> [Study material]:
* * *
PR #16160, opened 2023-10-12
Flip bits instead of checking for them

AtariDreams:
No need to check for if a bit is set before manually clearing or setting them when xor will do the trick.

### DIFF
--- a/src/tools/vtapp/Program.cs
+++ b/src/tools/vtapp/Program.cs
@@ -287,15 +287,7 @@ namespace VTApp
 
                             if (Pinvoke.GetConsoleMode(hCon, out mode))
                             {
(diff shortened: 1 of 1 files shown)


DHowett (approved):
Huh, thanks! That's much cleaer.

I am also surprised that we do this at all. I do not remember what `vtapp` is. :smile:

zadjii-msft (approved):

zadjii-msft:
> I do not remember what `vtapp` is. 😄

This even predates me being on the team. Niksa wrote it back in TH2 for the initial VT testing of the console. This was, of course, long before WSL or a proper way of running vttest[^1] on Windows




[^1]: fun fact: IIRC one of the first things I was tasked with was trying to make a windows port of vttest, but the talks about _the project that would become WSL_ started soon after that, so we just abandoned that port 😝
* * *
> [The problem]:
Across the listing, how many lines contain "before"? State the number and nothing else.

> [Response]:
2